◆ Task description
Whenever a line in the data holds the string "render", copy that line.

(Stored items)
PR #2121, opened 2019-02-23
Part 3.1 -  refactor: import biblio in modules

marcoscaceres:
(Ignore 3... linting error in that one that I didn't catch)

### DIFF
--- a/src/core/render-biblio.js
+++ b/src/core/render-biblio.js
@@ -107,9 +107,8 @@ export function run(conf) {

◆ Finished task
--- a/src/core/render-biblio.js
+++ b/src/core/render-biblio.js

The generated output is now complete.